AI video generation: How to break the boundaries of creation?
01. When New Technologies Meet Old Challenges
If we were to choose a spotlighted area in the AI industry in the second half of 2025, video generation would almost certainly be the answer. After OpenAI released Sora 2 and launched its app version, the popularity of AI - generated videos spread like wildfire across the globe.
However, by examining the development of the industry, we can see that this is not just a sudden product boom. Behind it lies the continuous improvement of video - generation technology in terms of image quality, temporal modeling, and usability over the past two years. Whether it's from big companies or startups like Sora, Veo, and Tongyi Wanxiang, the cumulative technological contributions have significantly accelerated the iteration of global AI - related video capabilities.

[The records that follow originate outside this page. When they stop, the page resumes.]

PR #1118, opened 2019-07-07
Copy file instead of move

algera:
iOS 13 beta is not allowing the `moveItemAtURL` command to execute which may cause trimmed clips to fail based on permission.

Instead of moving the file, copy it.

## Motivation (required)
Attempting to access a trimmed video clip on device is failing based on permissions for iOS 13 beta.

Instead of affecting the source file with a `move`, instead `copy` it.

## Test Plan (required)

To test, select a video clip from the library that was been trimmed on an iPhone running iOS 13 beta or greater.

An example fetch in JS could be: 
```
    async showImagePicker () {
      ImagePicker.showImagePicker({
        mediaType: 'video',
        noData: true,
        permissionDenied: {
          text: 'To choose and change profile and survey imagery.'
        },
        title: 'Select media',
        durationLimit: 30,
        allowsEditing: true
      }, async (response) => {
        if (response.didCancel || response.error) {
          console.log('response error: ' + response.error)
          return
        }
        console.log('response.uri: ' + response.uri)
      })
    }
```

### DIFF
--- a/ios/ImagePickerManager.m
+++ b/ios/ImagePickerManager.m
@@ -456,8 +456,14 @@ RCT_EXPORT_METHOD(showImagePicker:(NSDictionary *)options callback:(RCTResponseS
 
                 if (videoURL) { // Protect against reported crash
                   NSError *error = nil;
-                  // iOS 13 b2 may not allow write access to tmp on a trimmed video clip
-                  [fileManager copyItemAtURL:videoURL toURL:videoDestinationURL error:&error];
+
+                  // If we have write access to the source file, move it. Otherwise use copy. 
+                  if ([fileManager isWritableFileAtPath:[videoURL path]]) {
+                    [fileManager moveItemAtURL:videoURL toURL:videoDestinationURL error:&error];
+                  } else {
+                    [fileManager copyItemAtURL:videoURL toURL:videoDestinationURL error:&error];
+                  }
+    
                   if (error) {
                       self.callback(@[@{@"error": error.localizedFailureReason}]);
                       return;
--- a/ios/ImagePickerManager.m
+++ b/ios/ImagePickerManager.m
@@ -456,7 +456,8 @@ RCT_EXPORT_METHOD(showImagePicker:(NSDictionary *)options callback:(RCTResponseS
 
                 if (videoURL) { // Protect against reported crash
                   NSError *error = nil;
-                  [fileManager moveItemAtURL:videoURL toURL:videoDestinationURL error:&error];
+                  // iOS 13 b2 may not allow write access to tmp on a trimmed video clip
+                  [fileManager copyItemAtURL:videoURL toURL:videoDestinationURL error:&error];
                   if (error) {
                       self.callback(@[@{@"error": error.localizedFailureReason}]);
                       return;


creativetim:
Not sure of the release process, but it would be pretty awesome if this fix made it to both `0.x.x` and `1.x.x`.

maxschmeling:
I have verified that this does fix the issue. My only concern is that I'm not sure of the implications of always copying instead of moving... Is the file that is being moved a temp (after compression?) file that will be cleaned up by the system so we don't have to worry about *moving* it?

I'm not an iOS internals expert... anybody know exactly what is going on and any possible gotchas?

maxschmeling:
@janicduplessis @Johan-dutoit is there anything else that needs done here? As far as I can tell, until this is merged, iOS 13 is completely unsupported... unless I'm missing something.

I'm happy to work on this if there is anything more that needs done.

algera:
Also able to adjust as necessary (maybe clarify the comment?).  My understanding about this file is that it is within a temporary storage folder which iOS will empty during regular garbage collection.

maxschmeling:
If it helps, I ran it through the debugger and `videoURL` for a video I recorded with the Camera app and then tried to open with the picker is:

```file:///private/var/mobile/Containers/Data/PluginKitPlugin/BABCCDC1-8CFB-4F73-8A54-FB22182BD3DE/tmp/trim.7F71AA0D-6549-4D10-A999-30B1E015A2AE.MOV```

**Comment by maxschmeling** [comment]
Would it be better to do something like this so that if the file is writable, we move it like it was before... and if it isn't writable, we don't?

```
if ([fileManager isWritableFileAtPath:[videoURL path]]) {
  [fileManager moveItemAtURL:videoURL toURL:videoDestinationURL error:&error];
} else {
  [fileManager copyItemAtURL:videoURL toURL:videoDestinationURL error:&error];
}
```

veermangat:
Same issue, could we please merge this PR in?

manuelrojas:
Any updates?

kodayashi:
@Johan-dutoit , @janicduplessis - Looks like another review is required? I see some others approved changes earlier but the PR cannot be merged. Would appreciate a quick look, we're not able to pick videos on ios 13 at the moment. Thanks!

Sherange:
@Johan-dutoit , @janicduplessis guys any update ?

kodayashi:
@Johan-dutoit , @janicduplessis guys any update ? Could we get someone else to help jump in to review this if you're busy?

kodayashi:
@charpeni - Hi Nicolas, looks like you're a maintainer as well? Is there anyone else that can help us out?

https://github.com/react-native-community/.github/blob/master/MAINTAINERS.md

jstettner:
Are there any updates? This is a very large blocker for ios 13.1.

kayzenkayzen:
Please Merge!

matteodanelli:
Any update on this? It seems critical for several people

creativetim:
In the interim you can create a patch pretty easily using [patch-package](https://github.com/ds300/patch-package).

rkdavidson:
Bumping thread, would love to get this fixed without needing to fork/patch manually.

giancarlo88:
We have also run into this problem. Any chance it can be prioritised? It's affecting more and more users who update to iOS 13, and we've had to resort to a forked repo.

Johan-dutoit:
I'll review once I get in front of my desk again.  I feel like there was a merge that contained a similar change.  I'll report back.

lafiosca:
Thank you for looking into it @Johan-dutoit

Johan-dutoit:
Released in v2.2.1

Deeper impacts are gradually emerging within the industry.
As the progress of models is no longer limited to image quality alone but gradually covers key elements closer to industrial production, such as narrative ability, consistency of characters and styles, audio - video synchronization, and logical continuity across shots. When the generated results cross the threshold of being "watchable" and start to approach "usable" and "user - friendly", AI - generated videos truly enter the public eye and become one of the most promising sectors.
Meanwhile, the video industry itself is facing a structural challenge.
Over the past decade, the video - related industry has been one of the fastest - growing, most capital - intensive, and most innovative fields globally. From film and television entertainment, advertising and marketing, to e - commerce content, social platforms, and the creator economy, video has gradually become the core form of information, entertainment, and business expression. However, as the industry matures and competition intensifies, content production has reached its limit. Short dramas, e - commerce, and advertising have entered a stage of "faster, more detailed, and larger - scale" production. The content update cycle has been compressed to hours or even minutes, and the human resources and production cycles required by traditional production chains are clearly out of sync with this pace.
This pressure manifests in different forms in different fields: traditional film, television, and advertising still rely heavily on experience - intensive labor, with high costs for proposals and trial - and - error; the demand for high - frequency, fragmented materials on the MCN and e - commerce sides far exceeds the capacity of traditional shooting and editing processes; after short dramas and AI - generated comic dramas have moved beyond their early rough stages, they have higher requirements for the consistency of characters, scenes, and shots; overseas - bound content faces double challenges of speed and cross - cultural adaptation.
As the demand for content continues to grow and the AI - video generation capabilities mature rapidly, the ecological structure of the content industry is starting to change.
On the one hand, the threshold for creation has been significantly lowered. Videos are no longer content forms that can only be stably produced by a few professional teams. Individual creators and small teams are now capable of near - industrial production.
On the other hand, a new intermediate layer around video generation is emerging - from creative tools, workflow platforms, to vertical solutions for advertising, e - commerce, and short dramas. More and more companies are starting to redesign their product forms with AI - generated videos as the underlying capability.
This has brought about more chain reactions. For example, the relationship between platforms and creators is being reshaped. When content becomes a process - based asset that can be repeatedly generated, quickly verified, and continuously optimized, video production is gradually shifting from one - time creation to a scalable systematic project.
Therefore, in the past year, a large number of startups have emerged both at home and abroad in the upstream and downstream of the AI - video generation industry chain: some start from the video - generation ability itself to reconstruct the starting point of video production; some integrate AI into scripts, storyboards, and editing around the creator's workflow; others focus on enterprise and industry scenarios, emphasizing stability and scalable delivery; in the overseas market, cross - language and localized generation have also become important breakthrough points.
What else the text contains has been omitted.